Su mirada se fijó en Leo Argyle y en Gwenda Vaughan. Su compromiso no había sido anunciado, lo que era preferible. Una decisión muy prudente. Incluso había escrito a Argyle insinuándoselo. Claro que probablemente era un secreto a voces en la localidad y seguro que la policía lo tenía en cuenta. Desde el punto de vista de la policía, una solución adecuada. Había un sinnúmero de precedentes. Marido, mujer y otra mujer. Sólo que Marshall no podía creer que Leo Argyle hubiera atacado a su esposa. No, no podía creerlo. Después de todo, lo conocía desde hacía muchos años y siempre había tenido de él la mejor opinión. Era un intelectual. Un hombre interesado por sus semejantes, muy culto y con una actitud filosófica y distante ante la vida. No era de los que matan a su mujer con un atizador. Naturalmente, cuando un hombre de cierta edad se enamora... ¡Pero no! Todo eso estaba muy bien para los periódicos sensacionalistas, una placentera lectura dominical en toda Gran Bretaña. No podía imaginarse a Leo...
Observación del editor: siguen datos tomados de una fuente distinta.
PR #685, opened 2019-10-02
Improve Kotlin Binding Support

mattleibow:

PR #689, opened 2019-10-04
Improve Kotlin Binding Support

mattleibow:
This is a remake of https://github.com/xamarin/XamarinComponents/pull/685

For some reason the PR passed, but the merge to master fails consistently. Something about duplicate kotlin methods... Only on Windows, and sometimes mac locally... Sounds legit.

### DIFF
--- a/Util/Xamarin.Kotlin.BindingSupport/build.cake
+++ b/Util/Xamarin.Kotlin.BindingSupport/build.cake
@@ -1,7 +1,7 @@
 
 var TARGET = Argument("t", Argument("target", "Default"));
 
-var PACKAGE_VERSION = "0.2.0-preview";
+var PACKAGE_VERSION = "0.3.0-preview";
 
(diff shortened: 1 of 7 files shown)


mattleibow:
After all that, still no idea why it fails sometimes. A rerun makes it work. A rebuild makes it work. I can also do a git clean and it will work.

The part that is failing is basically:

https://github.com/xamarin/XamarinComponents/blob/46153434590ea5324a7bc795bd3cf16eaf6df924/Util/Xamarin.Kotlin.BindingSupport/native/src/main/kotlin/xamarin/binding/kotlin/bindingsupport/Processor.kt#L354

Sometimes Kotlin can't locate the member - when I have it already...

This is a bit worrying in that I am not sure what else is going wrong, but at least we can ignore the errors and move on.

Redth (approved):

¿Y la mujer? A Gwenda Vaughan no la conocía tanto. Observó sus labios gruesos, su figura llena, bien formada. Estaba muy enamorada de Leo. Sí, probablemente hacía mucho tiempo que lo estaba. ¿Qué tal el divorcio? ¿Habría podido divorciarse Leo? ¿Qué hubiera pensado sobre esto Mrs. Argyle? No tenía la menor idea, pero no creía que este plan atrajera a Leo Argyle, un hombre chapado a la antigua. No creía que Gwenda Vaughan fuera amante de Leo Argyle, lo que hacía más probable que si Gwenda hubiera visto la oportunidad de eliminar a Mrs. Argyle, con la certidumbre de que las sospechas no recaerían sobre ella... Se detuvo sin continuar con el pensamiento. ¿Hubiera sacrificado a Jacko sin ningún escrúpulo? No creía que le tuviera cariño a Jacko. El encanto de Jacko no había tenido influencia sobre ella. Y las mujeres, Mr. Marshall lo sabía muy bien, eran despiadadas. Así que no podía eliminarse a Gwenda Vaughan. Era muy difícil que la policía consiguiera la menor prueba después de tanto tiempo. No veía qué pruebas podía haber contra ella. Había estado en la casa aquel día, había estado con Leo en la biblioteca, se había despedido de él y había bajado las escaleras. Nadie podía decir si había ido o no al salón de Mrs. Argyle, había cogido el atizador y acercado por la espalda a la confiada señora, inclinada sobre sus papeles. Después de golpear a Mrs. Argyle, Gwenda Vaughan no tenía más que tirar el atizador y marcharse a su casa, saliendo por la puerta principal. No veía posible que ni la policía ni nadie la descubriera si era eso lo que había hecho.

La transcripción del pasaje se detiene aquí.